Köchel assigned the piece to 1780, giving it the number K355. By 1936 Einstein (heavily influenced by the French scholars Wyzewa and St. Foix) believed it showed "all the characteristics of Mozart's most mature style", and moved the composition to 1790, renumbering it 594a. By 1946 (K3a Einstein had changed his mind and now suggested the Menuet originally had been the 3rd movement of the Piano Sonata in D K576 (dated in Mozart's work catalogue July 1789), thus the reason why the Menuet was not in Mozart's work catalogue. Einstein presumed that by the end of the 1790s a 4-movement Sonata was so unusual Mollo decided to issue the Menuet by itself. [The Sonata K576 was first issued by Bureau d'Arts et d'Industrie in Vienna in 1805.] K6 followed Einstein's new dating, giving the Menuet a third number: 576b; however stating the Einstein hypothesis did not sound very credible, but without knowledge of the autograph could neither be championed nor refuted.

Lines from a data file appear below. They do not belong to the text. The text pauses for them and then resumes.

Issue #125, opened 2018-04-23
Properly defined platform for our native binaries


PhilippWendler:
Currently it is not properly defined which versions of standard libraries we assume for the native binaries we ship, i.e., on which distributions in which versions these binaries are usable. This is bad for users and for developers.

We should decide on a set of libraries and versions that we allow as dependencies. The Python community has a similar problem for Python libraries with bundled native binaries, and has established the [manylinux2010 platform](https://www.python.org/dev/peps/pep-0571/). Binaries built for this platform are expected to run on almost all current Linux distributions. Thus I suggest we adopt this platform and the [set of libraries and versions](https://www.python.org/dev/peps/pep-0571/#the-manylinux2010-policy) it defines.

After this is decided, we should create a proper way to build our binaries automatically that ensures this compatibility, e.g., by a scripts using the official [manylinux2010 Docker image](https://www.python.org/dev/peps/pep-0571/#docker-images) or a VM (would also fix #74).

kfriedberger:
We might aim towards using `Ubuntu 18.04` as a basic platform for building and executing our solvers. Some users currently have `Ubuntu 16.04` that has LTS until 2021. This version could also be chosen as a basic system. With the upcoming change towards `Java 11` older systems (including even `Ubuntu 16.04`)  might also get out-of-scope. 

Additionally, we might want to remove any code that was especially added for older platforms.
For example, our MathSAT5 library seems to be build for and run on `Ubuntu 10.04`.
I do not expect someone to use such an old system any longer.

PhilippWendler:
I would not require something as new as Ubuntu 18.04. Java 11 is easily installable on Ubuntu 16.04 with a PPA. Users will want to use JavaSMT on StarExec, which is probably even older, and this platform is an important use case.

And what benefit would we have of requiring something newer?
If we have a properly defined platform (which we need anyway) than we need to build it using that platform, and it does not produce more effort if that platform is older or newer.

So why not use something like manylinux (currently available as [manylinux2014](https://www.python.org/dev/peps/pep-0599/))?

kfriedberger:
[...]

Issue #74, opened 2016-08-08
Ensure that we do not publish native solver binaries with unwanted library dependencies


PhilippWendler:
The current build targets for publishing solver binaries are suboptimal because they make it easy to (accidentally) build and publish solver binaries that are broken or depend on libraries on which we do not want them to depend.

- `compile-mathsat-bindings` executes `compile.sh`, but does not fail if the latter reports an undefined symbol in the binary. The output of the task instead tells the user to proceed and publish a broken binary. I assume the same is true for building the Z3 bindings.
- `compile.sh` for MathSAT asks the user to check for unwanted dependencies, but this is hidden when the ant target is used [as the documentation says](https://github.com/sosy-lab/java-smt/blob/master/Developers.md#publish-mathsat5). For Z3, there is not even such a check in the script.

PhilippWendler:
An automatic check for unwanted dependencies would be really good, because building the binaries is getting more and more complex. For example, currently we need to build MathSAT on something like Ubuntu 16.04, which has gcc >= 4.9, but we need to build Z3 on Ubuntu 14.04, because it does not have libgomp >= 4.

PhilippWendler:
This [script](https://github.com/borgbackup/borg/blob/master/scripts/glibc_check.py) could be used as inspiration for such a check.

PhilippWendler:
Other scripts that could be an inspiration are in these [LWN comments](https://lwn.net/Articles/771844/).

Of course, if we use a container solution to implement #125 this check is not so important anymore.

PhilippWendler:
AppImages have the same problems and they have some [documentation](https://github.com/AppImage/AppImageKit/wiki/Creating-AppImages#creating-appimages-that-are-compatible-with-many-systems) with hints.

[bingcc](https://github.com/sulix/bingcc) is a GCC wrapper that might allow us to compile binaries on newer systems without introducing a dependency on newer libraries.

PR #189, opened 2020-05-12
Update MathSAT5 to version 5.6.3

kfriedberger:
The new version of MathSAT5 brings some new features and bug fixes.
This PR contains the required changes.

We should add tests for new features.


kfriedberger:
@PhilippWendler 
Currently I am stuck in the build-process. Which version of libgmp is required?

kfriedberger:
@baierd 
Could you create some unit tests with simple queries using sin/pi/log/exp/sqrt (and soon asin/pow) in the MathSAT5ApiTest?
Maybe just something like "x=0 && sin(x)=0"-->SAT and "x=1 && sin(x)=0"-->UNSAT,
just to test whether MathSAT5 uses the correct formulae, nothing with expensive computation.
Some of those functions seem to be broken in the JNI for MathSAT5 and nobody complained.

Additionally, we need to know in which domain they are working, e.g., the formula type of the return value. I assume FP, but have never checked this.
If it is always FP, even for rational input values, then we should add such methods into the FPFormulaManager and maybe move the requested tests upwards from MathSAT5APITest into FPFormulaManagerTest.

PhilippWendler:
> Currently I am stuck in the build-process. Which version of libgmp is required?

I don't know any specific requirement for the GMP version of MathSAT, you would need to check their documentation. But why do you even assume that a mismatching GMP version is the reason for "being stuck in the build process"?

kfriedberger:
I have compiled `gmp-6.2.0` (`./configure && make`) on my Ubuntu 18.04 (`gcc 7.5.0`).
Then I get the following error when running `ant publish-mathsat -D...` :
<pre>
[exec] There was a problem during compilation of
       "org_sosy_1lab_java_1smt_solvers_mathsat5_Mathsat5NativeApi.c"
[exec] /usr/bin/ld: /home/fri/workspace/solver/gmp-6.2.0/.libs/libgmp.a(realloc.o):
       relocation R_X86_64_PC32 against symbol `stderr@@GLIBC_2.2.5'
       can not be used when making a shared object; recompile with -fPIC
</pre>
I am not familiar with this error and am not sure where my problem is.
Do I need to use a different version of libgmp or gcc or something else?

PhilippWendler:
https://github.com/sosy-lab/java-smt/blob/093ac2589b21def3b38b7723e06bfc0505289a09/lib/native/source/libmathsat5j/compile.sh#L10-L13

kfriedberger:
Thanks for the hint :-)

kfriedberger:
The new MathSAT5 works fine.
There seems to be a minor problem with weird symbol names like `'` (single quote) in FP theory in the JUnit tests. I reported it to Alberto.

baierd:
> @baierd
> Could you create some unit tests with simple queries using sin/pi/log/exp/sqrt (and soon asin/pow) in the MathSAT5ApiTest?
> Maybe just something like "x=0 && sin(x)=0"-->SAT and "x=1 && sin(x)=0"-->UNSAT,
> just to test whether MathSAT5 uses the correct formulae, nothing with expensive computation.
> Some of those functions seem to be broken in the JNI for MathSAT5 and nobody complained.
> 
> Additionally, we need to know in which domain they are working, e.g., the formula type of the return value. I assume FP, but have never checked this.
> If it is always FP, even for rational input values, then we should add such methods into the FPFormulaManager and maybe move the requested tests upwards from MathSAT5APITest into FPFormulaManagerTest.

No problem, i'll take a look.

kfriedberger:
> The new MathSAT5 works fine.
> There seems to be a minor problem with weird symbol names like `'` (single quote) in FP theory in the JUnit tests. I reported it to Alberto.

Alberto responded and promised a bugfix soon.

Additionally, a problem with OptiMathSAT was reported: their own JavaBindings are outdated. They also promised a fix. As we use our own bindings, this problem does not touch us.

kfriedberger:
I am using Ubuntu 18.04, 64bit.
When compiling and linking the new version of OptiMathSAT 1.7.0.1 I get a warning.

#### cmdline: 
<pre>ant publish-optimathsat \
    -Dmathsat.path=/home/fri/workspace/solver/optimathsat-1.7.0.1-linux-64-bit \
    -Dgmp.path=/home/fri/workspace/solver/gmp-6.2.0 \
    -Dmathsat.version=1.7.0.1
</pre>

#### stdout:
<pre>
compile-optimathsat-bindings:
     [exec] Compiling bindings to OptiMathSAT
     [exec] Compiling the C wrapper code and creating the "liboptimathsat5j.so" library
     [exec] Compilation Done
     [exec] Warning: There are the following unresolved dependencies in libmathsat5j.so:
     [exec]    130: 0000000000000000     0 NOTYPE  GLOBAL DEFAULT  UND _ZNSt7__cxx1119basic_ostringstreamIcSt11char_traitsIcESaIcEEC1Ev
     [exec] Result: 1
</pre>

The publication process finished normally,
but the resulting library crashes when loaded with:
<pre>
/usr/lib/jvm/java-11-openjdk-amd64/bin/java: symbol lookup error: /home/fri/workspace/java-smt/lib/java/runtime/liboptimathsat5j.so: undefined symbol: _ZNSt7__cxx1119basic_ostringstreamIcSt11char_traitsIcESaIcEEC1Ev
</pre>

@PhilippWendler have you ever seen this warning? How can we get rid of it? Do I need to include some further headers in the binding?

PhilippWendler:
This problem results from the fact that the static library for (Opti)MathSAT does not include a statically-linked libstdc++. Our script links the (Opti)MathSAT binary against the present libstdc++, but the function `_ZNSt7__cxx1119basic_ostringstreamIcSt11char_traitsIcESaIcEEC1Ev` is required by the OptiMathSAT binary and not present in the libstdc++ you used.

Running the name through `c++filt` gives the following signature:
```
std::__cxx11::basic_ostringstream<char, std::char_traits<char>, std::allocator<char> >::basic_ostringstream()
```

On Ubuntu 18.04, `/usr/lib/x86_64-linux-gnu/libstdc++.so.6` has a bunch of similar functions, but not this exact overload. On Ubuntu 20.04, the function is there and marked as `GLIBCXX_3.4.26`, which makes it clear that this OptiMathSAT binary works only on systems with GCC 9.1 or newer.

There are several possible ways to solve this:
- Run our compilation and linking on a system with GCC 9.1 or newer. This allows to statically link the correct libstdc++ into the resulting binary.
- Ask for a binary compiled with an older compiler/libstdc++.
- Ask for a binary with a statically linked libstdc++.

Note that in general, C++ libraries are not guaranteed to be compatible with anything except the compiler and libstdc++ version with which there were compiled. So if we keep linking the libstdc++ into the binary ourselves, we should match the environment in which the MathSAT binary was compiled as closely as possible. For the current OptiMathSAT binary, this seems to be Ubuntu 20.04 with GCC 9.3, whereas for the current MathSAT binary this seems to be Ubuntu 16.04 with GCC 4.8. How do we currently make sure that the correct versions of Ubuntu and GCC are used?

Additionally, if we use a MathSAT binary that was built on a recent system, we need to make sure that the binary is still backwards compatible with the platforms that we want to support and does not for example reference functions of the C standard lib that were introduced only recently. This means that it is important to implement #74 and #125.

baierd:
@kfriedberger 
The `sqrt()` function uses FP and we got a test for that already. 
MathSATs log/sin/asin/pow/exp take no FP inputs but int and rational input always return rationals (pi does as well).
The methods log/asin and everything using pi ends in a endless calculation on my machine.
(They have @Ignore at the moment)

Thus three different datings and three different Köchel numbers. But there is more. Others have given opinions on dating this piece. In 1966 Ernst Oster also cast aside Einstein's idea of the Menuet being part of K576, believing it "highly unlikely" Mozart would have included a short Menuet without a Trio in a Sonata of the length of K576. In fact Oster did not believe anything in the work pointed to a late period in Mozart's work. He wrote the work's chromaticism, its sudden dissonances and certain contrapuntal devices appear in some of his much earlier works. The strange diversity of texture seems to deny the possibility it was written this late. He agreed with Walther Siegmund-Schultze's 1957 article [which I have not read] that the piece was written earlier than 1790. Both Siegmund-Schultze and Oster believed K355 was a "Menuet study", or an "experiment". This would account for some "compositional weaknesses not usually to be found in Mozart". Oster even doubted if the last 12 measures of the main part were by Mozart, but completed by Stadler for publication. All in all he thought the piece "somewhat labored". Oster felt the Menuet was written around 1782, and associated with the other experiments of that period.

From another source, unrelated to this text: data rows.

Issue #194, opened 2020-06-30
MathSAT5 does not consistently handle assumptions.


kfriedberger:
_Originally posted by @baierd in https://github.com/sosy-lab/java-smt/issues/192#issuecomment-651909235_

It seems as if MathSAT5 has partial support for assumption solving and that JavaSMT is using this API in a wrong way.
We need to either use the API in a correct way or remove the invalid code from JavaSMT.

baierd:
UnsatCoreOverAssumptions is fixed with commit [169eaf1](https://github.com/sosy-lab/java-smt/commit/169eaf1c54e6e8eaf14a22b41608a92e39cd1440) and the test is re-enabled.

kfriedberger:
The problem was just a forgotten case for a satisfiable query?
The commit looks good.

baierd:
Yes.
We could however add a `checkState(!closed)` as some solvers have it and some don't, and its probably a good idea.

I have a question though: SMTInterpol needs a empty environment for `UnsatCoreOverAssumptions` while the others don't care about that. Is that just a special case for SMTInterpol or is the idea behind `UnsatCoreOverAssumptions` always to check the assumptions only?
(Yes i know SMTInterpol does not support assumptions and we cheat a little by entering them as fixed formulas and pop them afterwards)

kfriedberger:
That is special for SMTInterpol only.

The idea behind assumption solving is that you can annotate parts of the stack (either as direct annotation `SOME_COMPLEX_EXPR :named PRED1` or as additional constraints like `PRED1 == SOME_COMPLEX_EXPR`) and then enable or disable those parts via the given list of assumptions (which contains `PRED1` or `NOT PRED1`).

Issue #192, opened 2020-06-25
New example program for printing supported features


kfriedberger:
It would be nice to have an program in the `example` package that automatically exports the solver capabilities in a simple way.

The program should iterate over all available solvers (alphabetic order) and print their data, for example as a table on cmdline:

| Solver | Version | Theories | Prover-Features |
| --- | --- | --- | --- |
| MathSAT5 | 5.6.3 | Int, Real, FP, BV, Array, ... | Interpolation, UnsatCores |
| ... |

The data should be autogenerated from the existing class instances, i.e., whenever a XFormulaManager is not null, the solver supports the theory X. This might overapproximate the solver's capabilities (if a solver provides the API, but can not solve the query), but is a good starting point for users.

baierd:
Should it include the license as well?

kfriedberger:
No. License is not auto-generated.

kfriedberger:
The programm should detect all features automatically, e.g. by catching exceptions for unsupported features or provers.

kfriedberger:
And then add it into `./runExamples.sh`, as first program.

baierd:
Probably a naive question: since license is important and in every header, why isn't there a datastructure that gives back the license of the current solver?

kfriedberger:
Licensing is a meta-topic that has nothing to do with "features".
We will soon have the Reuse integration that checks for licenses and can report them.

kfriedberger:
But yes, I agree that having the license in the table would be nice to have.

baierd:
Maybe a good opportunity will arise with the Reuse integration. Shouldn't be hard to add to this program.

baierd:
How should AllSat be handled?
It works for every solver in JavaSMT but not every solver can do it natively and we can't discern the two i think.

kfriedberger:
AllSat is not a big feature. Just ignore it.

baierd:
I tried that already because some methods have inconsistent behavior but i ran into a problem. 

Clarification on the inconsistent behavior. For example `UnsatCoreOverAssumptions()` takes an argument. If that's `null` one gets a NullPointerException as expected. Except in MathSAT5, there its fine and it works. I know that that's implementation specific and not really our fault, but weird.

kfriedberger:
It might be better to always expect a nonnull value.
Can you fix the code for MathSAT5, i.e. add some `Preconditions.checkNotNull` into the method.
And then write a JUnit test for the method with `Null` parameter.

[...]

PR #195, opened 2020-07-04
New example program for printing supported features

baierd:
This pull request is for issue #192 and #194 as it seems to be a small problem that was found by developing the example program.

As i found some inconsistencies with MathSAT those will be included here.
I've added a null check in the `UnsatCoreWithAssumptions()` method of MathSAT5 as it did not act like the other solvers.
Furthermore i added a test for this behaviour.
The method `UnsatCoreWithAssumptions()` itself seems to have a problem as seen in #194 and will be checked as well.

A first iteration of the program is included.
Main problem at the moment is that the output of the example program in the script and therefore the terminal puts line breaks on its own depending on the width of the terminal.
@kfriedberger is there a easy method to fix this?


kfriedberger:
The table is quite nice and clearly written, I like it. It is just very broad.
A possible solution would be to use multiple lines per cell, but that might be quite tricky to implement in a simple and understandable way.
And perhaps, we should aim for a more object-oriented approach instead of using lists of lists of Strings.

src/org/sosy_lab/java_smt/example/ListAllSolversWithFeatures.java
```diff
@@ -0,0 +1,311 @@
...
+
+  /**
+   * Checks the infoArray for the length of the given column.
+   *
+   * @param columnToCheck column of the infoArray you want the length for.
+   * @return length of String in column, but at least 8 (max length of the descriptor Strings).
+   */
+  private int lineLength(List<List<String>> infoArray, int columnToCheck) {
+    if (columnToCheck > 3 || columnToCheck < 0) {
+      return 8;
```
kfriedberger, line 300: This looks like a constant MIN_CELL_WIDTH.

src/org/sosy_lab/java_smt/example/ListAllSolversWithFeatures.java
```diff
@@ -0,0 +1,311 @@
...
+    }
+    int length = 8;
```
kfriedberger, line 302: MIN_CELL_WIDTH?

src/org/sosy_lab/java_smt/example/ListAllSolversWithFeatures.java
```diff
@@ -0,0 +1,311 @@
...
+    List<String> features = new ArrayList<>();
+
+    // Optimization: Will throw UnsupportedOperationException in creation of prover if not
+    // available.
+    try (OptimizationProverEnvironment prover =
+        context.newOptimizationProverEnvironment(ProverOptions.GENERATE_MODELS)) {
+      if (prover != null) {
+        features.add("Optimization");
+      }
+    } catch (UnsupportedOperationException e) {
```
kfriedberger, line 175: add a comment, why the exception can be ignored.

src/org/sosy_lab/java_smt/example/ListAllSolversWithFeatures.java
```diff
@@ -0,0 +1,311 @@
...
+    }
+
+    // Interpolation: Will throw UnsupportedOperationException in creation of prover if not
+    // available.
+    try (InterpolatingProverEnvironment<?> prover =
+        context.newProverEnvironmentWithInterpolation(ProverOptions.GENERATE_MODELS)) {
+      if (prover != null) {
+        features.add("Interpolation");
+      }
+    } catch (UnsupportedOperationException e) {
```
kfriedberger, line 185: add a comment, why the exception can be ignored.

src/org/sosy_lab/java_smt/example/ListAllSolversWithFeatures.java
```diff
@@ -0,0 +1,311 @@
...
+
+    // UnsatCore: throws UnsupportedOperationException if not available.
+    // TODO: check behavior with null argument properly
+    try (ProverEnvironment prover =
+        context.newProverEnvironment(ProverOptions.GENERATE_UNSAT_CORE)) {
+      if (prover.getUnsatCore() != null) {
+        features.add("UnsatCore");
+      }
+    } catch (UnsupportedOperationException e) {
+    } catch (Exception e) {
```
kfriedberger, line 196: Why is this needed?

src/org/sosy_lab/java_smt/example/ListAllSolversWithFeatures.java
```diff
@@ -0,0 +1,311 @@
...
+      features.add("UnsatCore");
+    }
+
+    // UnsatCoreOverAssumptions: throws NullPointerException if available.
+    try (ProverEnvironment prover =
+        context.newProverEnvironment(GENERATE_UNSAT_CORE_OVER_ASSUMPTIONS)) {
+      prover.unsatCoreOverAssumptions(null);
+    } catch (UnsupportedOperationException e) {
+    } catch (NullPointerException e) {
```
kfriedberger, line 205: add a comment, why the exception can be ignored.

src/org/sosy_lab/java_smt/example/ListAllSolversWithFeatures.java
```diff
@@ -0,0 +1,311 @@
...
+                  public List<List<BooleanFormula>> getResult() {
+                    return models;
+                  }
+                },
+                ImmutableList.of())
+            != null) {
+          features.add("AllSAT");
+        }
+      } catch (UnsupportedOperationException e) {
+      }
```
kfriedberger, line 233: add a comment, why the exception can be ignored.

src/org/sosy_lab/java_smt/example/ListAllSolversWithFeatures.java
```diff
@@ -0,0 +1,311 @@
...
+    }
+
+    // We don't care about the return value, just that it doesn't throw an
+    // UnsupportedOperationException.
+    try (ProverEnvironment prover = context.newProverEnvironment(ProverOptions.GENERATE_MODELS)) {
+      try {
+        prover.isUnsatWithAssumptions(ImmutableList.of());
+        features.add("Assumptions");
+      } catch (UnsupportedOperationException e) {
+      }
```
kfriedberger, line 243: add a comment, why the exception can be ignored.

src/org/sosy_lab/java_smt/example/ListAllSolversWithFeatures.java
```diff
@@ -0,0 +1,311 @@
...
+    }
+
+    // UnsatCore: throws UnsupportedOperationException if not available.
+    // TODO: check behavior with null argument properly
+    try (ProverEnvironment prover =
+        context.newProverEnvironment(ProverOptions.GENERATE_UNSAT_CORE)) {
+      if (prover.getUnsatCore() != null) {
+        features.add("UnsatCore");
+      }
+    } catch (UnsupportedOperationException e) {
```
kfriedberger, line 195: add a comment, why the exception can be ignored.

src/org/sosy_lab/java_smt/example/ListAllSolversWithFeatures.java
```diff
@@ -0,0 +1,311 @@
...
+   * 4.
+   *
+   * @param solver to check for information. Taken from Solvers enum only.
+   * @return String[] of length 4 of the solver you entered. Array content as String in the
+   *     following order: SolverName, SolverVersion, SolverTheories, SolverFeatures. String[] length
+   *     0 if invalid solver.
+   */
+  private List<String> getSolverInformation(Solvers solver)
+      throws SolverException, InterruptedException {
+    List<String> info = new ArrayList<>();
```
kfriedberger, line 134: An `info` object with named members would be nicer .... perhaps.

src/org/sosy_lab/java_smt/example/ListAllSolversWithFeatures.java
baierd: Because i wanted minimal examples to check for `UnsupportedOperationException` and didn't yet check how the method `getUnsatCore()` behaves on an empty stack. This is subject to change.

src/org/sosy_lab/java_smt/example/ListAllSolversWithFeatures.java
baierd: `info` object in a Class?
Could you explain further please?

baierd: > The table is quite nice and clearly written, I like it. It is just very broad.
> A possible solution would be to use multiple lines per cell, but that might be quite tricky to implement in a simple and understandable way.
Yes i know. But i know that its possible to "unlock" the terminal/shell so that you can scroll and that there are no forced line breaks, i just dont know how yet.

> And perhaps, we should aim for a more object-oriented approach instead of using lists of lists of Strings.
Done

baierd:
I know its very broad and thats a problem in the terminal. But i know that its possible to stop the terminal from forcing line breaks somehow, i've seen it. Either i will find out or change the format.

src/org/sosy_lab/java_smt/example/ListAllSolversWithFeatures.java
kfriedberger: The SolverInfo class would allow to split data retrieval and data dumping. Just an idea.
The following draft might help:
```
/** data class containing the info for the solver and can print it */
class SolverInfo {
  - Solvers solver;
  - String version;
  - List<String> supportedTheories;
  - List<String> features;
}
/** helper class for wrapping the contents of a row in the table  */
class Row {
  - List<String> lines;
  - int minNumOfLines;
  - List<Integer> columnWidths; // needed for producing a new empty line with seperators "|   |   |   |"
  + appendCell(List<String> lines); // append cell-lines to lines. Add new line, if number of cell lines is too large.   
  + toString(); // dump nice row, include terminal line as last line: "|---|---|---|"
}
+ List<String> cellToRow(String cellContent, int exactLengthOfCell); // returns a list of lines, formatted to match exact length or less space, does no contain seperator "|"
```

kfriedberger:
Some terminal can disable line breaks, some do not.
We dot want to rely on terminal-specific code, because that might then be broken on windows... :-)

For me, the table would also be ok, as it is now, and it helps a lot as documentation.

baierd:
Do you know a good width that works in most cases?
Something similar as the other examples?

kfriedberger:
Lets try, how Github layouts the table on a normal monitor (table written in MarkDown, with ", " as seperator in theory and feature cell):

| Solver | Version | Theories | Features |
| --- | --- | --- | --- |
| MATHSAT5 | MathSAT5 version 5.6.3 (973d615f065f) (May 12 2020 08:45:26, gmp 6.1.0, gcc 4.8.5, 64-bit, reentrant) | Integer, Bitvector, Rational, Float, Array, UF | Optimization, Interpolation, UnsatCore, UnsatCore /w Assumption, AllSAT, Assumptions |
| SMTINTERPOL | SMTInterpol 2.5-604-g71e72f93 | Integer, Rational, Array, UF | Interpolation, UnsatCore, UnsatCore /w Assumption, AllSAT, Assumptions |
| Z3 | Z3 4.8.8.0 | Integer, Bitvector, Rational, Float, Array, Quantifier, UF | Optimization, UnsatCore, UnsatCore /w Assumption, AllSAT, Assumptions |
| PRINCESS | Princess (2020-05-01 (assertionless)) | Integer, Bitvector, Array, Quantifier, UF | Interpolation, UnsatCore, AllSAT, Assumptions |
| BOOLECTOR   | Boolector 3.2.1 | Bitvector, Array, Quantifier, UF | AllSAT, Assumptions |
| CVC4 | CVC4 1.8-prerelease | Integer, Bitvector, Rational, Float, Array, UF, Seperation-Logic | UnsatCore, AllSAT, Assumptions |

Overall width for columns:
| 15 (full name) | 40 (split at space) | 25 (split at space) | 25 (split at space) |
| --- | --- | --- | --- |

Would this be possible?

baierd:
Looks good.
I'll give it a try.

baierd:
This table should be fine now.
Code needs to be cleaned up though.

kfriedberger:
Thanks for the nice table and formatting code.
I applied some cleanup. It looks fine now.

kfriedberger:
@baierd do you have any more ideas for improvement or can I merge it?

baierd:
If its ok i'd like to try to check if AllSat is overwritten in the solver and check the behaviour of UnsatCore on an empty stack.

kfriedberger:
When merging the master into this branch, Yices2 fails without a clear reason. We need to fix this in the Yices2-bindings.

baierd:
OK i'll take a look.

src/org/sosy_lab/java_smt/example/ListAllSolversWithFeatures.java
baierd: `UnsatCore()` throws different Exceptions based on the solver used (native Exceptions). I added a comment.

baierd:
I still have a problem with `AllSat()`. If i use reflections to get the method or class i run into basicly the same problem. The class of a prover initialized with `GENERATE_ALL_SAT` is not uniform. For example SMTInterpol has a `ProverWithAssumptionsWrapper` and overrides `AllSat()` while CVC4 returns the same class and does not support it.
You can't check for thrown Exceptions either as the `UnsupportedOperationException` is not in the method declaration.

As the current check for AllSat doesn't work and you said its not important, i would simply remove it.

kfriedberger:
Ok, just remove AllSAT from the table.

baierd:
Thats maybe a stupid question, but shouldn't a prover thats initialized with `GENERATE_UNSAT_CORE_OVER_ASSUMPTIONS` be able to perform UnsatCore, UnsatCore /w Assumptions and also Assumptions (without UnsatCore). 
If yes we could combine that testcase into 1 prover object.

kfriedberger:
Yes, `UNSAT_CORE_OVER_ASSUMPTIONS` implies the other features. But it is not the other way around, e.g., `UNSAT_CORE` might be supported, but the rest is not.

baierd:
Yices2 works now. I had to reorder the way the features are checked.

Yices had a problem with the config it uses to create a new prover (yices2 context). Once you use `UnsatCore `once you may not use DPLL or push/pop again. If you do it ends in an `IllegalArgumentException `(native code returns `CTX_INVALID_PARAMETER_VALUE` for error in changing the config). 
Is UnsatCore considered non-linear arithmetics? Because in that case Yices2 defaults to MCSat which does not support push/pop. If not i don't know why.

kfriedberger:
Is the reordering now hiding a bug in Yices2?
Is creating and deleting a prover in yices not cleaning up properly and leaving behind traces/options that are unchangable?

UnsatCores have nothing to do with non-linear arithmetics, they are an orthogonal feature.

In the same year (1966) Paul Badura-Skoda published an article on K355 in the Neue Zeitschrift für Musik. Badura-Skoda believed the Menuet had all the attributes of a late Mozart work. The bold chromaticism showed the piece in immediate proximity to the last String Quartets, and he praised the piece's "delicate counterpoint". All in all "the piece showed a grace and a serenity as are only characteristic to the later Mozart". Were Badura-Skoda and Oster talking of the same Menuet??!! Badura-Skoda also sided with Einstein on the 4-movement K576 hypothesis.
But our story gets better.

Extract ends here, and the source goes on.